Galapagos NV: Filgotinib meets primary endpoint in phase 2 study in patients with moderate to severe Crohn's disease

* First JAK-inhibitor to show efficacy in Crohn's disease
* 48% clinical remission rate, statistically significant versus placebo after
10 weeks induction therapy
* Significant improvements in clinical response and IBDQ quality of life
* Filgotinib safety profile similar to that previously observed

Webcast presentation of the results to be held tomorrow 8 December, 16.00
CET/10 AM EDT/7 AM PDT,
+1646 254 3373 access code4725658
more

call number info further down

Mechelen, Belgium; 7 December 2015 - Galapagos NV (Euronext&NASDAQ: GLPG)
announced today that 200 mg filgotinib is shown to be effective and safe as
once-daily, oral induction treatment in moderate to severe Crohn's disease,
based on the FITZROY phase 2 study at the 10-week interim analysis.
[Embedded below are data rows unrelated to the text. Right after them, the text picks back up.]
PR #1906, opened 2024-06-27
refactor(autotest): restructure netcdf tests to remove duplicate code

mjreno:

- [x] Ran `black` on new and modified autotests


langevin-usgs:
I like where this is headed.  An alternative way to do this, which comes with its own complications, would be to leave the original test files alone, and then modify the resulting simulation using some form of the following:

```
sim, dummy = build(idx, test)
gwf = sim.gwf[0]
dis = gwf.dis
dis.export_array_netcdf = True
```

Just a thought.

langevin-usgs (approved):

PR #1926, opened 2024-07-05
fix(meson.build): separate parallel/extended dependencies

wpbonelli:
Separate logic for parallel and extended builds. Previously a netcdf dependency was declared even for a parallel-only (not extended) build. This can cause issues if meson detects a netcdf that has been improperly installed or incompletely setup as seems to now be the case on Mac CI runner images

___


mjr-deltares:
Thanks @wpbonelli , for dealing with this!

PR #1945, opened 2024-07-12
MSVS File Update and Fixes

ScottBoyce:
This PR contains two commits. One that updates the visual studio solution and project files associated with the mf6.exe and mf6.dll and the other updates the same files for zonebudget and MF5to6. They all still use **ifort** as the fortran compiler. 

This will not invoke any tests, but I ran `pixi run autotest` on my local machine. All tests pass except for the following:
```
FAILED test_gwf_libmf6_evt01.py::test_mf6model[0-libgwf_evt01] - UnboundLocalError: local variable 'buff' referenced before assignment
FAILED test_gwf_libmf6_ghb01.py::test_mf6model[0-libgwf_ghb01] - UnboundLocalError: local variable 'buff' referenced before assignment
FAILED test_gwf_libmf6_ifmod01.py::test_mf6model[0-libgwf_ifmod01] - UnboundLocalError: local variable 'buff' referenced before assignment
FAILED test_gwf_libmf6_ifmod02.py::test_mf6model[0-libgwf_ifmod02] - UnboundLocalError: local variable 'buff' referenced before assignment
FAILED test_gwf_libmf6_ifmod03.py::test_mf6model[0-libgwf_ifmod03] - UnboundLocalError: local variable 'buff' referenced before assignment
FAILED test_gwf_libmf6_rch01.py::test_mf6model[0-libgwf_rch01] - UnboundLocalError: local variable 'buff' referenced before assignment
FAILED test_gwf_libmf6_rch02.py::test_mf6model[0-libgwf_rch02] - UnboundLocalError: local variable 'buff' referenced before assignment
FAILED test_gwf_libmf6_riv01.py::test_mf6model[0-libgwf_riv01] - UnboundLocalError: local variable 'buff' referenced before assignment
FAILED test_gwf_libmf6_riv02.py::test_mf6model[0-libgwf_riv02] - UnboundLocalError: local variable 'buff' referenced before assignment
FAILED test_gwf_libmf6_sto01.py::test_mf6model[0-libgwf_sto01] - UnboundLocalError: local variable 'buff' referenced before assignment
FAILED test_gwf_tdis.py::test_tdis_tsmult[1.0] - FileNotFoundError: Could not find module 'C:\Data\dev\mf6-dev\modflow6\bin\libmf6.dll' (or one of its dependencies). Try using the full path with constructor syntax.
FAILED test_gwf_tdis.py::test_tdis_tsmult[1.2] - FileNotFoundError: Could not find module 'C:\Data\dev\mf6-dev\modflow6\bin\libmf6.dll' (or one of its dependencies). Try using the full path with constructor syntax.
ERROR test_gwf_libmf6_rch02.py::test_mf6model[0-libgwf_rch02] - shutil.Error: [('C:\\Users\\seboyce\\AppData\\Local\\Temp...
```

I am unsure as to the cause of the libmf6.dll errors as the file is placed in the bin directory. It could also be that these tests have not been run with VS made dll targets in a while (or some quark of Windows). I will keep looking into it, but the original version of the dll project files would not compile at all for me initially.

The bulk of the changes are described in the git commit log. The major changes are that win32 is removed and all projects are setup to compile x64. The sln/vfproj files are updated to VS2022 format, which is backward compatible with VS2019.

The major fix is that mfbmi needed several modification to successfully compile with the current version of ifort in oneAPI (2021.12). In particular, mf6bmi required ignoring the LIBCMT, LIBCMTD, and LIBIFCOREMT (not originally there) and mf6 no longer required ignoring LIBCMT.

The project for  Zonebudget now produces "zbud6.exe" as its output rather than "zonebudget.exe"

The Zonebudget and MF5to6 now produce their executables in the bin folder,
rather then using a post-build "copy" event.

Added /Qdiag-disable:10448 to suppress warning about ifort being deprecated.

The intermediate directory was changed from  
`$(ProjectName)/$(Platform)/$(ConfigurationName)`  
to  
`$(ProjectName)_$(Platform)_$(ConfigurationName)`  
to simply the structure from having multiply directories that contain nothing but a single directory.

### DIFF
--- a/msvs/mf6.sln
+++ b/msvs/mf6.sln
@@ -1,7 +1,7 @@
 ﻿
 Microsoft Visual Studio Solution File, Format Version 12.00
-# Visual Studio Version 16
-VisualStudioVersion = 16.0.30907.101
+# Visual Studio Version 17
+VisualStudioVersion = 17.10.35004.147
 MinimumVisualStudioVersion = 10.0.40219.1
 Project("{6989167D-11E4-40FE-8C1A-2192A86A7E90}") = "mf6", "mf6.vfproj", "{369C1E2E-A513-4E83-A076-923534E30304}"
 	ProjectSection(ProjectDependencies) = postProject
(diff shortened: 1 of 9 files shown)


wpbonelli:
Maybe worth checking if the same test failures occur in a CI environment? Adding an MSVS build should be easy as we now have an [action](https://github.com/MODFLOW-USGS/modflow6/blob/develop/.github/actions/setup-par-oneapi/action.yml) to install base/hpc kits. Then I think we can just run `devenv` [like this](https://github.com/sezero/quakespasm/pull/69/files#diff-01d393d5fc96ff0e19c736f6b445df76a62887b81071928a950e936379746f2dR17).

xref #1357 which was abandoned due to the oneapi installation overhead. Seems more justifiable now that we are already doing it for the Windows parallel test.

mjr-deltares:
I could reproduce the errors locally with the msvs build of the library. They were related to the Intel runtime not being found. If I change the project runtime setting to use static linking (Multithreaded), and then the issue is resolved. Not sure if that got changed somehow along the way? Maybe installing the runtime through a redistributable would fix it too.

I have used an older intel: Compiling with Intel® Fortran Compiler Classic 2021.11.0 [Intel(R) 64]...

Hope this helps you forward with your issue.

Issue #1944, opened 2024-07-12
GWE Observations: Temperature Observation Type Not Found 


MickeyRush:
Maybe I'm jumping the gun on GWE, but it looks like Temperature observations are not recognized:

ERROR REPORT:

  1. Observation type not found: TEMPERATURE

UNIT ERROR REPORT:

  1. Error occurred while reading file
     'gwe.obs'

My gwe.obs file is of the format:
BEGIN options
END options

BEGIN continuous  FILEOUT  gwe_obs.csv
 WELLNO_13_11.0  TEMPERATURE  1 37 15
  ...
END continuous FILEOUT gwe_obs.csv

emorway-usgs:
You're not jumping the gun.  I'll have a look.  Would you mind sharing your GWE name file?

MickeyRush:
Thanks - here it is:

# File generated by Flopy version 3.7.0 on 07/12/2024 at 16:36:04.
BEGIN options
END options

BEGIN packages
  DIS6  ccg_gwe.dis  dis
  IC6  ccg_gwe.ic  ic
  OC6  ccg_gwe.oc  oc
  OBS6  ccg_gwe.obs  obs_gwe
  ADV6  ccg_gwe.adv  adv
  CND6  ccg_gwe.cnd  cnd
  EST6  ccg_gwe.est  est
  SSM6  ccg_gwe.ssm  ssm
  ESL6  ccg_gwe.esl  esl
END packages

emorway-usgs:
@MickeyRush, This issue should be fixed with #1950.  Do you have the ability to compile fortran?  If not, I can get you a working copy of the exe, just email me at my usgs email emorway at usgs dot gov

wpbonelli:
@emorway-usgs note that when the PR is merged it will become available later that day in the [nightly build](https://github.com/MODFLOW-USGS/modflow6-nightly-build)

MickeyRush:
Thanks @emorway-usgs and @wpbonelli I will grab the linux executable when the PR is merged.

emorway-usgs:
Fixed via #1950.  @MickeyRush, Thanks for helping us identify this bug.  Per @wpbonelli's previous post on this thread, an executable should be available this evening at the link Wes provided.  

If you spot some other issues with GWE, letting us know about 'em here is appreciated.

wpbonelli:
the nightly build is broken at the moment, working on a fix...

MickeyRush:
[...]

PR #1950, opened 2024-07-15
fix(tsp-obs): the OBS utility in GWE not supporting TEMPERATURE keyword

emorway-usgs:
The mf6io guide appropriately included a section on using the OBS utility with a GWE model; however, support in the MF6 source code was lacking for a TEMPERATURE `obstype`.  This issue was originally pointed out in #1944 

- [x] Fixes issue #1944

### DIFF
--- a/autotest/test_gwe_obs.py
+++ b/autotest/test_gwe_obs.py
@@ -64,11 +64,13 @@ scheme = "UPSTREAM"
 # scheme = "TVD"
 
 cases = [
-    "horiz-obs",  # 4-cell model, horizontally connected, check adv & cnd
+    "hrz-obs",  # 4-cell model, horizontally connected, check adv & cnd
+    "hrz-badobs",  # Specify a 'concentration observation in a gwe model - should fail
     "vert-obs",  # 4-cell model, vertically connected, check adv & cnd
 ]
 
 conn_types = (
+    "horizontal",
     "horizontal",
     "vertical",
 )
@@ -83,6 +85,14 @@ dis_data = {
         "strthd": np.ones(4, dtype=float),
     },
     conn_types[1]: {
+        "nrow": 1,
+        "ncol": 4,
+        "nlay": 1,
+        "top": np.ones(4, dtype=float),
+        "bot": np.zeros(4, dtype=float),
+        "strthd": np.ones(4, dtype=float),
+    },
+    conn_types[2]: {
         "nrow": 1,
         "ncol": 1,
         "nlay": 4,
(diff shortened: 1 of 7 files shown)


langevin-usgs (commented):
I see that `TEMPERATURE` is added as an observation type to tsp-obs, but I wonder if we need a way for the concrete models (GWE, GWT) to add these through a subclass.  FLOWJA can stay in the parent because it is available to both model types.  Otherwise, what happens when someone specifies CONCENTRATION for a GWE model or TEMPERATURE for a GWT model?  Okay with kicking this down the road for now, but this might be a good opportunity to think this through.

emorway-usgs:
> I see that `TEMPERATURE` is added as an observation type to tsp-obs, but I wonder if we need a way for the concrete models (GWE, GWT) to add these through a subclass. FLOWJA can stay in the parent because it is available to both model types. Otherwise, what happens when someone specifies CONCENTRATION for a GWE model or TEMPERATURE for a GWT model? Okay with kicking this down the road for now, but this might be a good opportunity to think this through.

Thanks for the nudge to do this better @langevin-usgs.  I'm hopeful that [aae590c](https://github.com/MODFLOW-USGS/modflow6/pull/1950/commits/aae590caec16cc704deb7135c58b67e6c879a9ef) addresses these concerns.  Initially I had worked up some error checking in response to this comment (which I'm pasting here in case I need to come back to it):
```
  !> @brief Check observation type against name of dependent variable
  !<
  subroutine check_obs_id(this)
    ! -- modules
    use InputOutputModule, only: upcase
    ! -- dummy
    class(TspObsType), intent(inout) :: this
    ! -- local
    integer(I4B) :: i
    character(len=LENVARNAME) :: obs_str
    character(len=LINELENGTH) :: ermsg
    character(len=*), parameter :: fmterrmsg = &
      &"(4x, 'Obs type:',x,a,x,'does not match model type:',x,a)" 
    !
    ! -- Ensure that obs type matches model type
    do i = 1, this%npakobs
      obs_str = trim(adjustl(this%pakobs(i)%obsrv%obstypeid))
      call upcase(obs_str)
      if (obs_str /= 'FLOW-JA-FACE') then
        if (obs_str /= this%depvartype) then
          ! -- Report mismatch in observation types
          write(ermsg, fmterrmsg) obs_str, &
                                  trim(adjustl(this%filtyp))
          call store_error(ermsg)
        end if
      end if
    end do
    !
    ! -- Return
    return
  end subroutine check_obs_id
```
However, I think the current offering is a bit sleeker with less code-bloat.  I discovered there is already some error checking built in which the slightly-expanded new autotest (`test_gwe_obs.py`) now leverages.  To make use of the existing error checking, the call to StoreObsType (line 100-ish in `tsp-obs.f90`) simply needed the _dynamic_ dependent variable name passed in rather than  a hard-coded name (`concentration` or `temperature`)

PR #1962, opened 2024-07-25
fix(bmi-ems): ExplicitModelSolution for PRT fixed for XMI/API calls

langevin-usgs:
During development of the particle tracking (PRT) and surface water flow (SWF) models, a new `ExplicitSolutionType` was added to mf6 for models that do not need to be solved as part of a matrix solution.  Instead, the `ExplicitSolutionType` simply asks each model assigned to it to solve itself.  Prior to the changes in the PR, the bmi-xmi extension could only access `NumericalSolutionType` objects, and so PRT did not work with the XMI-level calls through the API.

This PR changes the `getSolution()` function in `mf6bmiUtil.f90` to return a parent `BaseSolutionType` object, rather than the concrete `NumericalSolutionType` object which it did previously.  This means that `getSolution` now returns either a numerical or explicit solution.  To get this to work properly, the `BaseSolutionType` was supplemented with deferred interfaces to `prepareSolve`, `solve`, and `finalizeSolve`.  One could make an argument that the `BaseSolutionType` should not have any reference to prepareSolve, solve, and finalizeSolve, but since they are foundational for XMI, it seems justified in this case.

With this PR, the [modflowapi](https://github.com/MODFLOW-USGS/modflowapi) should be able to be updated to work with PRT and any other explicit models/solutions that we add in the future.

### DIFF
--- a/autotest/test_prt_libmf6_budget.py
+++ b/autotest/test_prt_libmf6_budget.py
@@ -1,0 +1,109 @@
+"""
+This test runs the simulations in test_prt_budget.py, but uses the api
+to run the PRT test.
+"""
+
+from pathlib import Path
+
+import flopy
+import matplotlib.cm as cm
+import matplotlib.pyplot as plt
+import numpy as np
+import pandas as pd
+import pytest
+from framework import TestFramework
+from modflowapi import ModflowApi
+
+simname = "prt_libmf6"
+cases = [simname]
+
+from test_prt_budget import (HorizontalCase, build_prt_sim, build_mp7_sim, 
+                            check_output)
+
+
+def build_models(idx, test):
+    # build MODFLOW 6 files
+    ws = test.workspace
+    name = cases[idx]
+
+    gwf_sim = HorizontalCase.get_gwf_sim(
+        test.name, test.workspace, test.targets["mf6"]
+    )
+    prt_sim = build_prt_sim(
+        test.name, test.workspace, test.workspace / "prt", test.targets["libmf6"]
+    )
+    mp7_sim = build_mp7_sim(
+        test.name,
+        test.workspace / "mp7",
+        test.targets["mp7"],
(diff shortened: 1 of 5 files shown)


mjr-deltares:
This is a very nice extension!

autotest/test_prt_libmf6_budget.py
```diff
@@ -0,0 +1,110 @@
...
+    # model time loop
+    idx = 0
+    while current_time < end_time:
+        # get dt and prepare for non-linear iterations
+        dt = mf6.get_time_step()
+        mf6.prepare_time_step(dt)
+
+        # convergence loop
+        kiter = 0
+        mf6.prepare_solve()
```
mjr-deltares, line 79: The reason to have prepare_solve, solve, finalize_solve is so you can call solve multiple times and manipulate in between. Is that something you would want to support with this Explicit Solution? And if so, should it maybe also be a test? In this particular test I guess you could change everything with a call to update.

mjr-deltares (approved):
Just that one comment about the test case, but that should not hold this PR back

autotest/test_prt_libmf6_budget.py
langevin-usgs: Very good point.  This is a work in progress, and we are not quite ready to be able to call solve multiple times yet for PRT.  Your comment did also point out that PRT won't work quite right with ATS yet (particles wouldn't get reset if a time step needs to be retried with a shorter length and output is written during the solve).  This has triggered  discussions for how to support PRT/ATS and PRT with multiple solves.  For now, this new support for the explicit solution makes it possible for modflowapi to run any of the PRT models (without any manipulation between the different solve steps).  The current version of modflowapi run_model always uses the lowest level XMI calls (preparesolve, solve, finalizesolve) instead of preparetimestep, dotimestep, finalizetimestep or or update.

PR #1966, opened 2024-07-29
ci: add jobs to build/test with gfortran in debug mode

wpbonelli:
Add jobs to the gfortran test matrix in `ci.yml` to build and test in debug mode. The intent is to catch situations like the one fixed by #1959. To avoid too much CI burden this PR only adds `macos-14` and `ubuntu-22.04` jobs. This seems to add ~15min to total runtime.

___

- [x] Referenced issue or pull request #1959

### DIFF
--- a/.github/workflows/ci.yml
+++ b/.github/workflows/ci.yml
@@ -265,7 +265,7 @@ jobs:
         working-directory: modflow6
         run: |
           setupargs=""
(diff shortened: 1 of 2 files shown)


langevin-usgs (approved):
Looks good, @wpbonelli.  I think this will be another nice safeguard.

The
study achieved the primary endpoint of clinical remission: the percentage of
patients achieving a CDAI score lower than 150 was significantly higher in
patients treated with filgotinib versus patients receiving placebo.
Filgotinib was shown to be well tolerated in the FITZROY study, strengthening
its favorable safety profile.

175 patients with moderate to severe Crohn's disease were enrolled in FITZROY,
a double-blind, placebo-controlled study. Patients recruited were either
anti-TNF naïve or anti-TNF failures. The full study has two parts of 10
weeks each: the first part - reported today - investigates the effect of
filgotinib 200mg once daily versus placebo as induction therapy. As the
study is still ongoing, individual data remain blinded. Galapagos expects to
report the full 20 week results for FITZROY in the first half of 2016.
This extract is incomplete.